This book can break your heart. Rina Lapidus commemorates the brief lives of fifteen Jewish poets under the age of 35 who served in the Soviet military during World War II and uses their individual stories to personify the mass deaths, Jewish and non-Jewish, of that dark time.

The individual biographies vary. Whole-heartedly committed to the Bolshevik revolution or ambivalent, from somewhat observant homes or totally assimilated, from cultured backgrounds or virtually unschooled, urban or rural, poor or comfortable, married or still too young for much romantic or erotic experience—a few snapshots suggest the variety: Hennikh Shvedik, who began writing in the new autonomous Jewish region of Birobidzhan, translated Anton Chekhov into Yiddish, and marched as the “leader of song” at the head of his battalion; Aron Kopshtein, who triumphed over his miserable childhood as an impoverished orphan to publish six volumes of Ukrainian poetry; Jack Althausen, a widely popular poet, given to criticisms of the Soviet Union that would inevitably have led to his arrest if he had survived; Vladimir Avrushenko, a loyal Communist who defied his Nazi captors so fiercely that they tied his legs to two army tanks and tore him in half; Elena Shirman (the only woman), consumed by unrequited passion for a younger man; Leonid Rosenberg, conscripted right out of school, whose entire oeuvre when he died at nineteen consisted of one poem that had won him a Russian youth prize, plus his letters home to mother. All were dead by 1944 at the latest. Because the fifteen chapters are organized chronologically by year of birth, they seem to get younger and younger as the book progresses. But all of them “made a significant contribution to the development of Soviet poetry concerning ... war,” and all of them have been forgotten.

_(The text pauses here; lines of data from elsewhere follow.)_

PR #3023, opened 2024-03-27
XWIKI-21452: Macros info, success, warning and error are only distinguished by colors

Sereza7:
# Jira URL

https://jira.xwiki.org/browse/XWIKI-21452
# Changes

## Description

* Updated style to take into account the addition of an icon in xwiki-rendering
* Fixed tests

## Clarifications

Most of these changes were initially merged with https://github.com/xwiki/xwiki-platform/pull/2590, but after a passage through CI we noticed a lot of tests broke because of the changes. So we reverted it and I updated the failing tests to fit the new architecture of the message macros.

# Screenshots & Video

image

# Executed Tests

First, I built all changes with :
```
mvn clean install -f xwiki-rendering-macros/xwiki-rendering-macro-message -Pquality,integration-tests,docker;mvn clean install -f xwiki-rendering-macros/xwiki-rendering-macro-box -Pquality,integration-tests,docker; mvn clean install -f xwiki-rendering-api -Pdocker,integration-tests,quality; spd-say "DONE"
```
```
mvn clean install -f xwiki-platform-core/xwiki-platform-rendering/xwiki-platform-rendering-xwiki -Pdocker,quality,integration-tests; mvn clean install -f xwiki-platform-core/xwiki-platform-rendering/xwiki-platform-rendering-transformations/xwiki-platform-rendering-transformation-icon -Pdocker,integration-tests,quality;spd-say "DONE"
```
and
```
mvn clean install -f xwiki-platform-core/xwiki-platform-flamingo/xwiki-platform-flamingo-skin/xwiki-platform-flamingo-skin-resources 
```
___
Then I checked all places that failed on the CI when we merged https://github.com/xwiki/xwiki-platform/pull/2590:
platform-panels-test-docker checked on 18/03 17:00
platform-administration-test-docker checked on 25/03
platform-invitation-test-docker checked on 18/03 14:50
platform-livedata-test-docker checked on 18/03 14:40
platform-flamingo-skin-test-docker checked on 21/03 15:00
platform-realtime-wysiwyg-test-docker checked on 18/03 14:10
platform-extension-test-tests checked on 18/03 morning
platform-repository-test-tests checked on 18/03 morning
platform-rendering-xwiki checked on 18/03 13h40

I tested all of those with a command similar to:
```
mvn clean install -f xwiki-platform-core/xwiki-platform-rendering/xwiki-platform-rendering-xwiki -Pdocker,quality,integration-tests`
```

All of those needed a slight change to the tests themselves. Most of the changes only needed to take into account the new layout inside the blocks, which ended up adding a few newlines in the computed text.
Administration tests were a bit complex to fix, because some cases used the `#info` velocity template while others used the `{{info}}` XWiki macro. In the end I added a formatting step when retrieving the content of the block that changed.

# Expected merging strategy

* Prefers squash: Yes 
* Backport on branches:
  * No backport. Dangerous and not critical.
* Should only be merged after https://github.com/xwiki/xwiki-rendering/pull/296


xwiki-platform-core/xwiki-platform-realtime/xwiki-platform-realtime-wysiwyg/xwiki-platform-realtime-wysiwyg-test/xwiki-platform-realtime-wysiwyg-test-docker/src/test/it/org/xwiki/realtime/wysiwyg/test/ui/RealtimeWYSIWYGEditorIT.java
```diff
@@ -707,7 +707,7 @@ void editSameMacro(TestReference testReference, TestUtils setup)
         // Focus the rich text area.
         secondTextArea.click();
         // Move the caret inside the information box.
-        secondTextArea.sendKeys(Keys.ARROW_UP, "two ");
+        secondTextArea.sendKeys(Keys.ARROW_UP, Keys.TAB, "two ");
```
michitux, line 710: This doesn't seem good. Why do you need to press tab now? Where is the focus before pressing tab?

xwiki-platform-core/xwiki-platform-realtime/xwiki-platform-realtime-wysiwyg/xwiki-platform-realtime-wysiwyg-test/xwiki-platform-realtime-wysiwyg-test-docker/src/test/it/org/xwiki/realtime/wysiwyg/test/ui/RealtimeWYSIWYGEditorIT.java
```diff
@@ -761,7 +761,7 @@ void editSameMacro(TestReference testReference, TestUtils setup)
         firstMacroEditModal.clickCancel();
 
         firstEditPage.clickSaveAndView();
-        assertEquals("{{info cssClass=\"bar\" title=\"Some cool title\"}}\ntwo one\n{{/info}}\n\n ",
+        assertEquals("{{info cssClass=\"bar\" title=\"(% class=~\"box-title box-title~\" %)Some cool title\"}}\ntwo one\n{{/info}}\n\n ",
```
michitux, line 764: Why do we get this strange wiki syntax? This seems wrong.

Sereza7: I fixed it [in rendering](https://github.com/xwiki/xwiki-rendering/pull/296/commits/d64771c76e26747f0b529b43f7257a2de447873b). Somehow the FormatBlock was interacting weirdly with its child Metadata when editing inline. The GroupBlock doesn't have this issue and behaves nicely. This also fixes the extra newlines that were added in the parsing of the block content.
WIP: reverting the changes on most tests and making sure they still pass successfully

xwiki-platform-core/xwiki-platform-realtime/xwiki-platform-realtime-wysiwyg/xwiki-platform-realtime-wysiwyg-test/xwiki-platform-realtime-wysiwyg-test-docker/src/test/it/org/xwiki/realtime/wysiwyg/test/ui/RealtimeWYSIWYGEditorIT.java
Sereza7: The focus was on the title so an extra tab was needed. With the change described in https://github.com/xwiki/xwiki-platform/pull/3023#discussion_r1561239990, there's no need for this change anymore :)

xwiki-platform-core/xwiki-platform-rendering/xwiki-platform-rendering-xwiki/src/main/resources/ApplicationResources.properties
```diff
@@ -42,6 +42,12 @@
 #     old.key.name=Some translation
 ###############################################################################
 
+# Those entries are used to label the message boxes of different types.
```
michitux, line 45: This text contradicts the generality of the icon provider. The icon provider should not just be usable for message boxes. Also, it is not clear to me why the icon provider is the one that is responsible for providing an alternative text. Wouldn't it make more sense that the code that calls the icon provider should also add the alternative text?

xwiki-platform-core/xwiki-platform-rendering/xwiki-platform-rendering-xwiki/src/test/java/org/xwiki/rendering/internal/util/XWikiIconProviderTest.java
```diff
@@ -0,0 +1,152 @@
...
+import org.xwiki.test.junit5.mockito.MockComponent;
+
+import static org.junit.jupiter.api.Assertions.assertEquals;
+import static org.mockito.Mockito.when;
+
+/**
+ * Unit tests for {@link XWikiIconProvider}.
+ *
+ * @version $Id
+ *  @since 16.2.0-rc1
```
michitux, line 44: We normally don't put since versions on tests.

michitux (changes requested):
The test changes look good now. What I'm not yet happy with is how the alternative text is added. We [agreed](https://forum.xwiki.org/t/accessibility-html-codestyle-icons-along-text-alternatives/13378) that the icon renderer should not provide an alternative text for icons, but that instead icons should only be used alongside alternative text. To me, the new icon provider is not different from the icon renderer here.

We could use a similar mechanism as for the icon to get a `Block` with an alternative text that is then added to the output, though in this case the API could be fully internal and would just be used for the message box macro.

xwiki-platform-core/xwiki-platform-web/xwiki-platform-web-templates/src/main/resources/templates/macros.vm
```diff
@@ -952,15 +952,15 @@ $html
...
 #end
 
 #macro(error $text)
-<div class="errormessage"><span class="messagetype">$services.localization.render('error'): </span>$text</div>
+<div class="box errormessage"><span class="messagetype">$services.localization.render('error'): </span>$text</div>
 #end
 
 #macro(info $text)
-<div class="infomessage">$text</div>
+<div class="box infomessage">$text</div>
```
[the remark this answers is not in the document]
Sereza7: We applied changes to the style of the boxes. When generated using the macro, all the message types have the box type by default so I assumed I could factorize some of the style to get onto the `.box` class. It makes sense to do so IMO. See xwiki-platform-core/xwiki-platform-flamingo/xwiki-platform-flamingo-skin/xwiki-platform-flamingo-skin-resources/src/main/resources/flamingo/less/messages.less

These velocity macro did not generate the boxes exactly the same as the XWiki macro and the lack of the `box` class would break the style. With this change the few use of those velocity macros should match the normal style :)

Another solution would be to rework the selectors in `messages.less` to take into account the cases where there is no `box` class. I'd rather have simpler LESS and more consistency.

Let me know if you think we should move onto the other solution :)

xwiki-platform-core/xwiki-platform-rendering/xwiki-platform-rendering-xwiki/src/main/java/org/xwiki/rendering/internal/util/XWikiIconProvider.java
```diff
@@ -0,0 +1,95 @@
...
+            IconSet iconSet = getIconSet(iconName);
+            String iconContent = this.iconRenderer.renderHTML(iconName, iconSet);
+            Block iconAlternative;
+            try {
+                // Try to retrieve a translation for the icon.
+                iconAlternative = new FormatBlock(List.of(l10n.getTranslation(
+                    String.format("rendering.icon.provider.icon.alternative.%s", iconName)).render()), Format.NONE);
+            } catch (Exception e) {
+                // As a fallback, we just get the english name of the icon as an alternative.
+                iconAlternative = new FormatBlock(List.of(new WordBlock(iconName)), Format.NONE);
```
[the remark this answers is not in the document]
Sereza7: It's probably a bias from my knowledge in linguistics. I went to check and the documentation of the WordBlock says that it shouldn't contain any special character: https://github.com/xwiki/xwiki-rendering/blob/7dc092d4ce5c2c5955cba17a7982f96fd4628727/xwiki-rendering-api/src/main/java/org/xwiki/rendering/block/WordBlock.java#L40-L41 I agree with your comment, I'll propose a change.

michitux:
Did you perform any tests how the icon and the CSS changes in general affect the optional image that can be specified in the macro parameters?

Sereza7:
@michitux 

> Did you perform any tests how the icon and the CSS changes in general affect the optional image that can be specified in the macro parameters?

https://forum.xwiki.org/t/updating-the-presentation-of-message-macros/13872/9?u=charpentierlucas
I can make sure it still behaves this way, but it shouldn't have changed, since the only change since then that is not dev only (for tests) is the nature of the title block (now parsed to a HTML div instead of a span).

xwiki-platform-core/xwiki-platform-rendering/xwiki-platform-rendering-xwiki/src/main/java/org/xwiki/rendering/internal/util/XWikiIconProvider.java
```diff
@@ -0,0 +1,95 @@
...
+import org.xwiki.rendering.syntax.Syntax;
+
+import java.util.List;
+
+/**
+ * Component to use the icon theme to provide a proper block for displaying an icon.
+ *
+ * @version $Id$
+ * @since 15.10.6
+ * @since 16.1.0RC1
```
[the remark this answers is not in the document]
Sereza7: Addressed in https://github.com/xwiki/xwiki-platform/pull/3023/commits/1ff7bb4f2591e05a3ae7b52b620a441b31f76f0c :+1:

xwiki-platform-core/xwiki-platform-rendering/xwiki-platform-rendering-xwiki/src/test/java/org/xwiki/rendering/internal/util/XWikiIconProviderTest.java
Sereza7: Addressed in https://github.com/xwiki/xwiki-platform/pull/3023/commits/1ff7bb4f2591e05a3ae7b52b620a441b31f76f0c :+1:

xwiki-platform-core/xwiki-platform-rendering/xwiki-platform-rendering-macros/xwiki-platform-rendering-macro-message/src/main/java/org/xwiki/rendering/internal/macro/message/XWikiErrorMessageMacro.java
```diff
@@ -0,0 +1,52 @@
...
+    @Inject
+    private ContextualLocalizationManager l10n;
+
+    /**
+     * Create and initialize the descriptor of the macro.
+     */
+    public XWikiErrorMessageMacro()
+    {
+        super();
+        this.iconPrettyName = l10n.getTranslation(iconPrettyNameKey).toString();
```
michitux, line 50: You should use `getTranslationPlain` here to get the translation as plain text.

xwiki-platform-core/xwiki-platform-rendering/xwiki-platform-rendering-macros/xwiki-platform-rendering-macro-message/src/main/java/org/xwiki/rendering/internal/macro/message/XWikiErrorMessageMacro.java
```diff
@@ -0,0 +1,52 @@
...
+ *
+ * @version $Id$
+ * @since 16.4.0RC1
+ */
+@Component
+@Named("error")
+@Singleton
+public class XWikiErrorMessageMacro extends ErrorMessageMacro
+{
+    private static String iconPrettyNameKey = "rendering.macro.message.icon.alternative.error";
```
michitux, line 40: This should be `private static final String ICON_PRETTY_NAME_KEY` (Checkstyle definitely won't be happy with the naming, otherwise).

xwiki-platform-core/xwiki-platform-icon/xwiki-platform-icon-fontawesome/src/main/resources/IconThemes/FontAwesome.xml
```diff
@@ -288,7 +288,8 @@ disk = floppy-o
 drink = glass
 drive = hdd-o
 email = envelope-o
-emoticon_smile=smile-o
+emoticon_smile= smile-o
+emoticon_unhappy = frown-o
```
michitux, line 292: I think this change is unrelated to this PR.

xwiki-platform-core/xwiki-platform-rendering/xwiki-platform-rendering-xwiki/src/main/java/org/xwiki/rendering/internal/util/XWikiIconProvider.java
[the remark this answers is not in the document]
michitux: I think this whole code for the alternative text needs to be removed again.

xwiki-platform-core/xwiki-platform-rendering/xwiki-platform-rendering-xwiki/src/main/resources/ApplicationResources.properties
michitux: I think this should be removed again now that the translations are handled by the overridden macros.

xwiki-platform-core/xwiki-platform-web/xwiki-platform-web-templates/src/main/resources/templates/macros.vm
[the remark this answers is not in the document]
michitux: Sounds good.

xwiki-platform-core/xwiki-platform-rendering/xwiki-platform-rendering-macros/xwiki-platform-rendering-macro-message/pom.xml
```diff
@@ -0,0 +1,48 @@
...
+
+<project xmlns="http://maven.apache.org/POM/4.0.0"
+         xmlns:xsi="http://www.w3.org/2001/XMLSchema-instance"
+         xsi:schemaLocation="http://maven.apache.org/POM/4.0.0 http://maven.apache.org/xsd/maven-4.0.0.xsd">
+    <modelVersion>4.0.0</modelVersion>
+
+    <parent>
+        <groupId>org.xwiki.platform</groupId>
+        <artifactId>xwiki-platform-rendering-macros</artifactId>
+        <version>16.3.0-SNAPSHOT</version>
```
michitux, line 31: This version needs to be updated.

xwiki-platform-core/xwiki-platform-rendering/xwiki-platform-rendering-macros/xwiki-platform-rendering-macro-message/src/main/resources/META-INF/components.txt
```diff
@@ -0,0 +1,4 @@
+org.xwiki.rendering.internal.macro.message.XWikiInfoMessageMacro
+org.xwiki.rendering.internal.macro.message.XWikiWarningMessageMacro
+org.xwiki.rendering.internal.macro.message.XWikiErrorMessageMacro
+org.xwiki.rendering.internal.macro.message.XWikiSuccessMessageMacro
```
michitux, line 4: I think these components need to be declared with a lower priority (I think we typically use 500) to actually reliably override the components from `xwiki-rendering`. Further, the module needs to be added as a dependency somewhere, the most relevant place probably being https://github.com/xwiki/xwiki-platform/blob/3d4b2e28553b594b1ddb255de69c3b645b551e54/xwiki-platform-distribution/xwiki-platform-distribution-war-dependencies/pom.xml#L301-L306. Now we have lots of modules that also directly depend on the macros from `xwiki-rendering`, I don't know if we should all change them.

michitux (changes requested):
Some more feedback on what remains to be done from my point of view.

In general, I'm wondering if overriding the macros is the best solution. It certainly does the job, though. I'm a bit worried, though, that now some UI tests might not use the correct version of the message macros and won't get the translations so we won't test the translations at all.

An alternative would be to have something like the icon provider but for the message names, basically a kind of mini translation service just for the macros. But it also doesn't feel right as a solution. @tmortagne do you have any idea how we could best provide translated strings to the message macros in `xwiki-rendering`?

tmortagne:
> In general, I'm wondering if overriding the macros is the best solution.

Yeah, feels like a hack to me too.

> An alternative would be to have something like the icon provider but for the message names, basically a kind of mini translation service just for the macros. But it also doesn't feel right as a solution. @tmortagne do you have any idea how we could best provide translated strings to the message macros in xwiki-rendering?

Not really a better idea than you (there are not many other choices than overwriting, or using a component implemented in xwiki-platform when you need to manipulate xwiki-platform concepts, which ultimately is an overwrite too, just a more reusable one). I feel like the cleanest might be to "simply" move the localization API to xwiki-rendering (it does not depend on anything from platform), but it's starting to be a bit big for this pull request :)

xwiki-platform-core/xwiki-platform-rendering/xwiki-platform-rendering-macros/xwiki-platform-rendering-macro-message/src/main/resources/META-INF/components.txt
tmortagne: Yes, any component designed to overwrite another should be prefixed with `500:` (or something else for more specific cases).

xwiki-platform-core/xwiki-platform-rendering/xwiki-platform-rendering-macros/xwiki-platform-rendering-macro-message/pom.xml
Sereza7: Done in 

I think this whole code for the alternative text needs to be removed again.
 :+1:

xwiki-platform-core/xwiki-platform-icon/xwiki-platform-icon-fontawesome/src/main/resources/IconThemes/FontAwesome.xml
Sereza7: Removed in https://github.com/xwiki/xwiki-platform/pull/3023/commits/9e7759387dc99ee81b038d9712712fd62ab6ada7 :+1:

xwiki-platform-core/xwiki-platform-rendering/xwiki-platform-rendering-macros/xwiki-platform-rendering-macro-message/src/main/java/org/xwiki/rendering/internal/macro/message/XWikiErrorMessageMacro.java
Sereza7: Updated in https://github.com/xwiki/xwiki-platform/pull/3023/commits/9e7759387dc99ee81b038d9712712fd62ab6ada7 :+1:

xwiki-platform-core/xwiki-platform-rendering/xwiki-platform-rendering-macros/xwiki-platform-rendering-macro-message/src/main/java/org/xwiki/rendering/internal/macro/message/XWikiErrorMessageMacro.java
Sereza7: Updated in https://github.com/xwiki/xwiki-platform/commit/9e7759387dc99ee81b038d9712712fd62ab6ada7 :+1:

xwiki-platform-core/xwiki-platform-rendering/xwiki-platform-rendering-xwiki/src/main/resources/ApplicationResources.properties
Sereza7: The translation values are still needed in the overridden macros though. I kept them in, let me know if I misunderstood something here :)

xwiki-platform-core/xwiki-platform-rendering/xwiki-platform-rendering-macros/xwiki-platform-rendering-macro-message/src/main/resources/META-INF/components.txt
Sereza7: > I think these components need to be declared with a lower priority (I think we typically use 500) to actually reliably override the components from xwiki-rendering. 

Added the priority in https://github.com/xwiki/xwiki-platform/pull/3023/commits/9e7759387dc99ee81b038d9712712fd62ab6ada7 :+1: . 


> Further, the module needs to be added as a dependency somewhere, the most relevant place probably being [...]

I replaced the xwiki-rendering dependency here with the overriding module.
However I don't understand too well why we'd need to do it only here and in none of the other results of:
https://github.com/search?q=repo%3Axwiki%2Fxwiki-platform%20xwiki-rendering-macro-message&type=code

xwiki-platform-core/xwiki-platform-rendering/xwiki-platform-rendering-xwiki/src/main/java/org/xwiki/rendering/internal/util/XWikiIconProvider.java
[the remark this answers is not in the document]
Sereza7: Done in https://github.com/xwiki/xwiki-platform/pull/3023/commits/40015cdd1798c3e736117671fa54029dafafe898 :+1:

xwiki-platform-core/xwiki-platform-rendering/xwiki-platform-rendering-xwiki/src/main/resources/ApplicationResources.properties
michitux: As far as I can see, they are now provided with identical keys in two different files. Is that really intentional and necessary?

xwiki-platform-core/xwiki-platform-rendering/xwiki-platform-rendering-macros/xwiki-platform-rendering-macro-message/src/main/resources/META-INF/components.txt
michitux: If you don't change the other places, in these other places, you won't have the new macros. For an actual installation, the dependency in the war will be installed, and thus the macros are overridden. Most of these UI modules have an extra dependency to have the macro available in the page tests. In these page tests, the original macro will thus be used and not the overridden one.

xwiki-platform-core/xwiki-platform-rendering/xwiki-platform-rendering-macros/xwiki-platform-rendering-macro-message/src/main/java/org/xwiki/rendering/internal/macro/message/XWikiWarningMessageMacro.java
```diff
@@ -0,0 +1,52 @@
...
+ *
+ * @version $Id$
+ * @since 16.7.0RC1
+ */
+@Component
+@Named("warning")
+@Singleton
+public class XWikiWarningMessageMacro extends WarningMessageMacro
+{
+    private static final String ICON_PRETTY_NAME_KEY = "rendering.macro.message.icon.alternative.warning";
```
tmortagne, line 40: So you decided to make this pretty name related to the macro and not to the icon chosen for the macro, right ?

michitux: We decided in https://forum.xwiki.org/t/accessibility-html-codestyle-icons-along-text-alternatives/13378 that icons should always be used next to a text alternative. This is why I pushed for having the pretty names independent of the icons and to not provide them by the icon manager.

xwiki-platform-core/xwiki-platform-rendering/xwiki-platform-rendering-xwiki/src/main/resources/ApplicationResources.properties
tmortagne: > As far as I can see, they are now provided with identical keys in two different files. Is that really intentional and necessary?

Same here, those looks like leftovers to me. The keys make more sense in the module where they are used (which is already the case AFAICS).

xwiki-platform-core/xwiki-platform-rendering/xwiki-platform-rendering-macros/xwiki-platform-rendering-macro-message/src/main/java/org/xwiki/rendering/internal/macro/message/XWikiWarningMessageMacro.java
tmortagne: Sure, I just wanted to be sure it was the intended goal given the handling of the translations.

tmortagne:
> I didn't implement the mini translation service because it adds a lot of architecture (and need for tests :))) ) for only four translations.

The minimum is not really a "translation service" (and certainly not a public one). All you need is an internal macro icon pretty name provider which is overwritten on platform. It's a pity to introduce an icon provider to avoid overwriting those macros and finally overwrite all those macros…

xwiki-platform-core/xwiki-platform-rendering/xwiki-platform-rendering-xwiki/src/main/java/org/xwiki/rendering/internal/util/XWikiIconProvider.java
```diff
@@ -0,0 +1,76 @@
...
+@Component
+@Singleton
+public class XWikiIconProvider extends DefaultIconProvider
+{
+    @Inject
+    private IconSetManager iconSetManager;
+    @Inject
+    private IconRenderer iconRenderer;
+    @Inject
+    private ContextualLocalizationManager l10n;
```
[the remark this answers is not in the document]
Sereza7: Fixed in https://github.com/xwiki/xwiki-platform/pull/3023/commits/4a8cecb09f1efb97179059ad60968a789de7147a :+1: 
Thanks

xwiki-platform-core/xwiki-platform-rendering/xwiki-platform-rendering-macros/xwiki-platform-rendering-macro-message/src/main/java/org/xwiki/rendering/internal/macro/message/XWikiWarningMessageMacro.java
Sereza7: Yeah, because the alternative of the icon is context dependant. What is used as a `success` icon here could also be a `done` icon in another context.

Sereza7:
Ready for reviews.

xwiki-platform-core/xwiki-platform-rendering/xwiki-platform-rendering-macros/xwiki-platform-rendering-macro-message/src/main/resources/ApplicationResources.properties
```diff
@@ -0,0 +1,48 @@
+# ---------------------------------------------------------------------------
```
tmortagne, line 1: Should this file be removed ? All those translations are already provided by xwiki-rendering-macro-message.

Sereza7: Addressed in https://github.com/xwiki/xwiki-platform/pull/3023/commits/2df9eece0f9c674dc55d438e2de08637d387e01a :+1:

xwiki-platform-core/xwiki-platform-rendering/xwiki-platform-rendering-macros/xwiki-platform-rendering-macro-message/src/main/java/org/xwiki/rendering/internal/macro/message/MacroIconPrettyNameProvider.java
```diff
@@ -0,0 +1,50 @@
...
+
+/**
+ * XWiki specific component to provide an alternative text for an icon.
+ *
+ * @version $Id$
+ * @since 16.7.0RC1
+ */
+@Component(roles = MacroIconPrettyNameProvider.class)
+@Singleton
+public class MacroIconPrettyNameProvider
```
tmortagne, line 36: This does not override anything, it should have extended the xwiki-rendering `MacroIconPrettyNameProvider` (and be named `XWikiMacroIconPrettyNameProvider` to be more clear).

xwiki-platform-distribution/xwiki-platform-distribution-war-dependencies/pom.xml
```diff
@@ -300,7 +300,7 @@
     </dependency>
     <dependency>
       <groupId>org.xwiki.rendering</groupId>
```
tmortagne, line 302: Wrong groupid.

xwiki-platform-distribution/xwiki-platform-distribution-war-dependencies/pom.xml
```diff
@@ -300,7 +300,7 @@
...
-      <artifactId>xwiki-rendering-macro-message</artifactId>
+      <artifactId>xwiki-platform-rendering-macro-message</artifactId>
       <version>${rendering.version}</version>
```
tmortagne, line 304: Wrong version.

tmortagne:
Sorry, I missed some mistakes before merging (but would have been nice to re-test all that after the refactoring).

vmassol:
@Sereza7 Should the following be changed too: 

* https://github.com/xwiki/xwiki-platform/blob/80609c31ad28e1b43436314df9fc2e3a44c418b1/xwiki-platform-core/xwiki-platform-web/xwiki-platform-web-templates/src/main/resources/templates/extension.vm#L742
* https://github.com/xwiki/xwiki-platform/blob/bd419a583691c1156a38e44022781ae876932da0/xwiki-platform-core/xwiki-platform-web/xwiki-platform-web-templates/src/main/resources/templates/distribution/macros.vm#L124

There might be other places like these.

vmassol:
Also, why is https://github.com/xwiki/xwiki-platform/blob/beaeb18d3aaf1028f40cbfcf2a958f0c1c459b8d/xwiki-platform-core/xwiki-platform-web/xwiki-platform-web-templates/src/main/resources/templates/macros.vm#L963 different in structure from the error or warning ones?

tmortagne:
It seems to be the same general structure, it's just that we don't show "Information:" (like we have "Error:" and "Warning:") in the case of an information message. It was only like this before.

vmassol:
> It seems to be the same general structure, it's just that we don't show "Information:" (like we have "Error:" and "Warning:") in the case of an information message. It was already like this before.

Doesn't seem very consistent to me and probably something to fix (possibly with a boolean parameter in the macro to decide to show the title or not).

vmassol:
@Sereza7  and all: There's a discussion to have which is about the alternate text to use for icons. We used to use "Information" before and it's now been changed to "Info". I personally find "Information" to be better ("Info" can mean several things, see https://www.thefreedictionary.com/words-that-start-with-info ;)). Also we've said that we should try to avoid shortcuts in XWiki and be explicit in sentences.

I know that we're now using the Macro name and that the macro is called `{{info}}` but when a screen reader or otherwise reads it, I'd find "Information" to be more explicit.

For example I've had to fix the Invitation tests, see: https://github.com/xwiki/xwiki-platform/commit/3050a0e6668f9faaffaa3f82905f1655474a500f

WDYT?

tmortagne:
> I know that we're now using the Macro name and that the macro is called {{info}} but when a screen reader or otherwise reads it, I'd find "Information" to be more explicit.

Actually, we don't really use the Macro name in XWiki. The macro name is just [the fallback in xwiki-rendering](https://github.com/xwiki/xwiki-rendering/blob/master/xwiki-rendering-macros/xwiki-rendering-macro-message/src/main/java/org/xwiki/rendering/internal/macro/message/MacroIconPrettyNameProvider.java#L43), but on platform side, and so in an XWiki instance, [a translation is used](https://github.com/xwiki/xwiki-platform/blob/master/xwiki-platform-core/xwiki-platform-rendering/xwiki-platform-rendering-macros/xwiki-platform-rendering-macro-message/src/main/java/org/xwiki/rendering/internal/macro/message/XWikiMacroIconPrettyNameProvider.java#L50), and [the translation text is "Information"](https://github.com/xwiki/xwiki-rendering/blob/master/xwiki-rendering-macros/xwiki-rendering-macro-message/src/main/resources/ApplicationResources.properties#L22).

vmassol:
@tmortagne interesting, thanks for the info. 

> So the question is more if we want to have `xwiki-platform-rendering-macro-message` in the minimal WAR.

Yes indeed (I see it's been added to the XS WAR: https://github.com/xwiki/xwiki-platform/blob/191e7fee453d59d9d376bbf91d1a5072d7cd850c/xwiki-platform-distribution/xwiki-platform-distribution-war-dependencies/pom.xml#L301-L306), so either that or we add it to `WARBuilder` for the functional tests.

Not easy to decide but I think if we push it to the extreme, a minimal war should not have message macros (it could have `#info` velocity macros for templates though).

So FTM I'll add the dep to `WARBuilder` and revert my change in `InvitationIT`

vmassol:
hmm actually I wonder if we shouldn't just change our dep on the rendering message macro to a dep on `xwiki-platform-rendering-macro-message`.

xwiki-platform-distribution/xwiki-platform-distribution-war-dependencies/pom.xml
Sereza7: Fixed in https://github.com/xwiki/xwiki-platform/commit/ed0cd6cbbef0be26342da4722244e60a9544f422 Thanks :+1:

xwiki-platform-core/xwiki-platform-rendering/xwiki-platform-rendering-macros/xwiki-platform-rendering-macro-message/src/main/java/org/xwiki/rendering/internal/macro/message/MacroIconPrettyNameProvider.java
Sereza7: Fixed in https://github.com/xwiki/xwiki-platform/commit/eb30e7074a52d8d60b2da00459d6a36b263a4607 :+1: Thank you

xwiki-platform-distribution/xwiki-platform-distribution-war-dependencies/pom.xml
Sereza7: Fixed in https://github.com/xwiki/xwiki-platform/commit/5b087f8307cb42f4879090e830147089a3af9f22 :+1: Thank you :)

The editor has made a valiant effort to do justice to each poet. The facts of their lives are difficult to trace, and publications from that chaotic period, especially minor publications, even more difficult. However, each chapter ends with many solid [End Page 254] footnotes, and a sizable bibliography deepens the volume. A useful introduction provides context, and the conclusion reflects on poetry about death. In addition, a simple list of the names of other poets who were too old to fit here intensifies the emotional impact.

Woven into each biographical chapter are samplings of the works, both excerpts and whole poems. Unfortunately, the cruel result of fifteen such samplings, one after another, is that the poets’ individual voices tend to blur together. The subjects are largely predictable: descriptions of preparation for battle, of camaraderie among soldiers, and of the terrible battles themselves; longing for home, wife, and especially mother; patriotism. Many, many are about death. In her conclusion, the editor proposes an entire literary genre of young people facing—or some cases refusing to face—death. The reader of these poems must keep in mind that censorship precluded any hint of fear or even regret at the prospect of laying down one’s life for the Soviet homeland. Similarly, expressions of religious feeling or references to Jewish religion or culture were strictly illegal. The book also includes poems about such poetic staples as nature, poetry itself, and (surprisingly infrequently) personal love. We do not know the editor’s criteria: did she choose the poems she considered best, or most typical, or most revealing of the historical moment?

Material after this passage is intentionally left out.